Re: Skaldenwerke
Verfasst: 28.11.2019, 18:53
Das nächste Skaldenwerk ist wieder einmal eine Geschichte. Eine frei erfundene Legende, die unser guter Skalde zum Besten gegeben hat, als klar wurde, dass sich die Truppe in die Sargasso-See aufmachen muss.
Die Sargasso-See
Tausend Jahre ist es her, dass die Schöne Kaiserin mit ihrem Trollskraper fast ganz Aventurien in ihren blutigen Klauen hielt. Noch heute zeugen das Schlachtfeld bei Brig-Lo und die Ruinen Bosparans davon, wie die unterdrückten Völker sich zuletzt ihre Freiheit zurückeroberten. Orte, die jeder mit wachem Verstand nur mit Vorsicht betritt, wandeln dort doch bis heute die Geister ihrer Opfer.
Doch nicht nur die Dämonenbuhle selbst hat Verwüstung hinterlassen. Auch ihre Diener und Speichellecker waren für eine Gunst oder auch nur ein Lächeln von ihr bereit, ganze Landstriche ins Unglück zu stürzen. Einer ihrer Anbeter, dessen Name die Zeit verwischt hat, war Kapitän eines stolzen Schiffes.
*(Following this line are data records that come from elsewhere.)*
PR #255, opened 2025-02-11
Labelling librarian

mpjuhasz:
> [!NOTE] 
> @harrisonpim and I have added a librarian for argilla akin to the concept one, and most of this is joint work through pairing sessions.

## What this PR does
Creates a new, shiny static site for our ✨ **Labelling Librarian** ✨ 

This includes:
- two pages:
    - landing page: contains all of the datasets with issues. This view is filterable for issue type. The datasets are sorted by the number of issues found. Upon clicking the dataset name, it takes the user to the dataset page
    - dataset page: more detailed view of all the dataset- and passage-level issues for the given dataset. The passage level issues are all presented, highlighting the issue type and the spurious span. Passage level issues are filterably by issue type.
- the following issue types by our own ideas and requests from the policy team (D for dataset-level and P for passage-level):
    - empty dataset (D): no labelled data in the dataset
    - too many discards (D): more than 5% of the passages are discarded
    - too few positives (D): only 20% of the passages contain positives
    - high non-alphabetic ratio (P): the span contains at least 50% non-alphabetic characters
    - long span (P): the span is longer than 50 characters
    - span border in word (P): the span's border is in the middle of the word

The infra has been created for this with Pulumi. 

## How was this tested
By serving the generated site locally.

### DIFF
--- a/static_sites/labelling_librarian/checks.py
+++ b/static_sites/labelling_librarian/checks.py
@@ -20,7 +20,7 @@ def dataset_to_labelled_passages_with_cache(
     if dataset_name in DATASET_CACHE:
         return DATASET_CACHE[dataset_name]
 
-    labelled_passages = dataset_to_labelled_passages(dataset, unescape_html=False)
+    labelled_passages = dataset_to_labelled_passages(dataset)
     merged_passages = create_gold_standard_labelled_passages(labelled_passages)
 
     DATASET_CACHE[dataset_name] = merged_passages


harrisonpim (approved):
hell yeah hell yeah 🕺

static_sites/labelling_librarian/README.md
```diff
@@ -0,0 +1,84 @@
+# Labelling Librarian
+
+A web-based tool that helps concept developers maintain the quality and consistency of our [labelled data](https://argilla.labs.climatepolicyradar.org/).
```
kdutia, line 3: as this is a public repo, do we want the url to our argilla instance to be in here?

static_sites/labelling_librarian/README.md
```diff
@@ -0,0 +1,84 @@
...
+
+The site will be available at `http://localhost:8080`.
+
+## Deployment
+
+The site is deployed using AWS CloudFront and S3.
+
+### Deploy the infrastructure
+
+This step is only required if you're making changes to the infrastructure itself - skip it if you're just updating the site content, and move straight on to [Pushing new data to s3](#pushing-new-data-to-s3).
```
kdutia, line 33: to remove the cost of change later on, is it worth combining these instructions with the one for the concept librarian?

kdutia (approved):
🕺🏽 lgtm! some non-blocking thoughts

static_sites/labelling_librarian/README.md
harrisonpim: IMO including the url is fine - there are lots of methods which would allow a motivated person to discover subdomains of cpr.org (and lots of those are much more straightforward than reading through all of our documentation). if/when people do visit the site, access to the tool itself is auth'd so they would have to act in a much more malicious way to gain access... 👹

static_sites/labelling_librarian/README.md
harrisonpim: I think it's fine for the time being - IMO this is a case where being overly DRY would actually make it _harder_ to use these docs, rather than easier, given the differences with the vibe_check tool. Def worth revisiting to create a totally generic module when the number of these copy-pasted READMEs is higher though!

kdutia: ah cool, i didn't realise these instructions were different (i didn't check the others)

PR #258, opened 2025-02-12
Add setup for local test wikibase instance

olaughter:
Docker compose file with config and just commands for spinning up a test instance of wikibase. Resulting in this locally:

image

No data or tests against it yet, but this seemed like a good point to share back.

## Reference

This was setup based on an adaption of the advice found [here](https://github.com/wmde/wikibase-release-pipeline/blob/main/deploy/README.md), and through adapting the [linked dockerfile](https://github.com/wmde/wikibase-release-pipeline/blob/main/deploy/docker-compose.yml). These adaptations where done to make it easier to use from a purely test perspective.

### What adaptations where made?

1. To remove the need to get an ssl certificate when spinning up the stack. Our use for this instance is very much a local & ci instance, being able to access it without needing a secure connection means we don't need to bother letsencrypt for certificates every run (which likely would have rate limited us).
2. Portable domain resolution. The [guidance on local setup](https://github.com/wmde/wikibase-release-pipeline/blob/main/deploy/README.md#can-i-host-wbs-deploy-locally) suggests making changes on the host machine to resolve the domains. But making it so we can skip this step makes it easier to spin up on different machines and contexts.

### DIFF
--- a/.gitignore
+++ b/.gitignore
@@ -177,3 +177,5 @@ scratch/
 
 
 *.DS_Store
+tests/local_wikibase/config/*
+!tests/local_wikibase/config/.gitkeep
--- a/justfile
+++ b/justfile
@@ -1,6 +1,7 @@
 set dotenv-load
 export WANDB_DIR := "./data/wandb"
 import "tests/local_vespa/local_vespa.just"
+import "tests/local_wikibase/local_wikibase.just"
 
 # Set the default command to list all available commands
 default:
--- a/tests/local_wikibase/README.md
+++ b/tests/local_wikibase/README.md
@@ -1,0 +1,14 @@
+# Local Wikibase
+
+## Setup for tests
+
+This folder has the config for a local wikibase instance that is used for testing.
+
+## Reference
+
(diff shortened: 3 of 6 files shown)


THOR300 (commented):
This I'm great, I'm just wondering whether we need to feed in some data into the local instance before considering this done? 

Just as I'm aware how many problems there were previously trying to represent our data in a local instance due to all the plugins required (perhaps our testing requirements are different though as we won't be editing the data) 🤔

olaughter:
> feed in some data into the local instance before considering this done

I'd much prefer to do that as a separate ticket, maybe even across several. Using this instance for testing the wikibase_to_s3 pipeline will have very different requirements to using it to test things like the concept librarian. And the question of how to feed in data still feels like quite an open question to me as there seems to be so many options to choose from. Also on top of that, deciding wether to copy our live wikibase data, or recreate a subset of it... Basically I think we can deal with data separately after this

THOR300 (approved):
LGTM - thanks for the reply re test data!

PR #260, opened 2025-02-17
deploy a prefect flow to rebuild and push the concept librarian site

harrisonpim:
Until now we've been manually running the commands to repopulate the concept librarian (and labelling librarian, and vibe-check) whenever we're asked by the policy team. That's boring and silly and inefficient - we could just have a computer run the commands on a schedule for us, so that the sites are never out of date.

This PR adds a new deployment to our prefect setup which runs:
- `just generate-static-site concept_librarian`
- `aws s3 sync static_sites/concept_librarian/dist s3://cpr-knowledge-graph-concept-librarian --delete`

every night at midnight. We'll see whether this is the right cadence based on feedback from the policy team.

At the moment, the deployment only builds/pushes the concept librarian, but it should be easy enough to extend to the other sites when we've shown that the approach works!


flows/deploy_static_sites.py
```diff
@@ -0,0 +1,67 @@
...
+
+    os.environ["WIKIBASE_PASSWORD"] = wikibase_password
+    os.environ["WIKIBASE_USERNAME"] = wikibase_username
+    os.environ["WIKIBASE_URL"] = wikibase_url
+
+
+@task
+def generate_static_site(app_name: str):
+    """Generate the static site using the existing command."""
+    subprocess.run(["just", "generate-static-site", app_name], check=True)
```
olaughter, line 32: **suggestion**: Don't consider this suggestion blocking, but given the just command itself calls a python file, would it be better to call the python directly from here instead?

olaughter (approved):
Nice!

flows/deploy_static_sites.py
harrisonpim: very good point! will amend

PR #261, opened 2025-02-17
add the labelling librarian to the static site generation flow

harrisonpim:
If all goes well, this should run the labelling librarian static site generation flow at the same time as the concept librarian one 🕺

I've added the two necessary params to SSM
- `/Argilla/APIKey`
- `/Argilla/APIURL`

The API key corresponds to the existing `prefect-bot-admin` user


mpjuhasz (approved):
Amazing 🚀 🎉

PR #263, opened 2025-02-19
Implementing changes to speed up indexing of KG pipeline

THOR300:
This Pull Request: 
---
- Is an attempted bugfix for our knowledge graph indexing pipeline. 
- The issue is that we are spinning up a host for every document and only yielding batches of 50 docs at a time in ecs which is leading to a very long ingest. (E.g. working on 50 docs, spinning up hosts for each, computing, spinning down and going again).
- The initial theory around what was causing this was around the unpacking of the generator on line 901 of index.py but I think the issue is actually that we are intending to run the process as a sub flow but are instead running as a deployment. We are also asynchronously running on individual documents as opposed to batches of documents. 

Theory: 
- We were using the parameter `as_subflow` in the `run_deployment` call, I believe we thought this meant it would run the process as a flow as opposed to a deployment. Looking at the prefect code I believe this just actually links the deployment and in the ui shows it as if it were a sub flow but still runs it as a deployment. 
- Run batches asynchronously in separate containers as opposed to creating batches and then unpacking them to run in parallel. 

Changes: 
- Attempted fix so we run as a flow / deployment when we intend to. 
- Parallelise on batches of documents in separate containers not documents. 
- Updates batch size: Batch size should be increased as this will run all the batches in parallel, e.g. if we have 10,000 [ docs ] / 50 [ docs / batch ] we'd have 200 indexers running in parallel.

Plan: 
- Merge this PR and kick off a staging or sandbox run once deployed. 
- Validate whether we are running as a flow or deployment. 

Diagram of the hoped improvement: 
image


flows/index.py
```diff
@@ -888,45 +934,33 @@ async def index_by_s3(
...
-
-                if isinstance(result, Exception):
-                    logger.error(
-                        f"failed to process document `{document_import_id}`: {str(result)}",
-                    )
-                    continue
-
-                logger.info(f"processed batch documents #{documents_batch_num}")
+        logger.info("gathering indexing tasks")
+        _ = await asyncio.gather(*indexing_tasks, return_exceptions=True)
```
harrisonpim, line 962: is it fine for the results of this gather to be discarded? is there any value in logging or retrying failures at this level?

harrisonpim (approved):
Approving to unblock 🚀 

I've done my best to pick apart and understand these changes, but i'm still a bit of a prefect n00b so i won't be offended if you want to wait for a more informed approval before merging/running :) though for what it's worth, these changes do seem sensible to me!

One minor question, mostly for my own learning

flows/index.py
THOR300: Good shout I'll add back in.

flows/index.py
```diff
@@ -888,45 +934,33 @@ async def index_by_s3(
...
+        logger.info("gathered indexing tasks")
 
 
 def run_partial_updates_of_concepts_for_document_passages_as(
```
THOR300, line 966: Revert

mpjuhasz (approved):
nice one 👌

jesse-c:
> * We were using the parameter `as_subflow` in the `run_deployment` call, I believe we thought this meant it would run the process as a flow as opposed to a deployment. Looking at the prefect code I believe this just actually links the deployment and in the ui shows it as if it were a sub flow but still runs it as a deployment.

FWIW this isn't right, IIRC. It wasn't trying to run it as a Flow. The control flow for running as genuinely a Deployment vs a function was to allow for testing.

PR #265, opened 2025-02-20
librarian flows need the awscli

harrisonpim:
Our librarian static site deployment flows are still failing because they can't run the `aws s3 sync` command 🤦‍♂️ 

This PR adds the AWS CLI to the dependencies in `pyproject.toml` so that it should be installed when the docker container is built.


mpjuhasz (approved):
LGTM

PR #267, opened 2025-02-20
labelling librarian check for low IAA

harrisonpim:
adds a dataset-level check for low inter-annotator agreement

also makes a couple of minor tweaks to the templates to ensure that dark mode styles are properly applied 😎


mpjuhasz (approved):
niice 🚀 🕺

Er war allerdings kein wackerer Schiffsführer, wie wir Kapitäne kennen, sondern vor allem ein reicher Stutzer, der zwar reich genug war, ein Schiff zu unterhalten und die Mannschaft zu bezahlen, sonst aber hatte er von der Seefahrt wenig Ahnung - wahrscheinlich wurde er sogar regelmäßig seekrank. Ein echter Bosparanier eben. Nennen wir ihn trotzdem den Kapitän.
Diesem Kapitän nun war zu Ohren gekommen, dass die Schöne Kaiserin von grässlichem Missmut geplagt war. Zwar konnte sie nicht nur den prächtigsten Palast, sondern auch einen einzigartigen Blumengarten ihr Eigen nannte – einen Park, in dem im Freien oder in großen Häusern ganz aus klarem Glas angeblich alle wohlriechenden oder dem Auge gefälligen Blumen Aventuriens blühen sollten – aber dieser immer gleichen Pracht war sie inzwischen überdrüssig. Doch welche Blumen auch immer ihre Kundschafter brachten, alles war schon in dem Garten zu finden.
So beschloss der Kapitän, endlich die Aufmerksamkeit der Schönen Kaiserin zu erringen, indem er eine Expedition ausrüstete, die eine neue, nie gesehene Blume für die angebetete Herrin gewinnen sollte. Eine Expedition, die er selber führen würde, damit bloß niemand sonst sich in dem Ruhm dieses Erfolges sonnen könne. Und natürlich, weil niemand sonst sie zu dem glorreichen Triumph würde führen können, den er sich in seiner selbstverliebten Eitelkeit schon ausmalte.
Ein gutes Schiff und eine wackere Mannschaft waren schnell gefunden, denn auch wenn die Edlen des alten Reiches längst der Dekadenz verfallen waren, brachte das einfache Volk doch immer noch hervorragende Seeleute hervor. Und da der Kapitän gut zu zahlen bereit war, wurde von diesen sogar zähneknirschend akzeptiert, dass ein ahnungsloser Lackaffe das Schiff kommandieren würde. Immerhin war ja der erste Offizier ein erfahrener Seebär, der – so hofften die Matrosen – das Schlimmste schon verhindern würde.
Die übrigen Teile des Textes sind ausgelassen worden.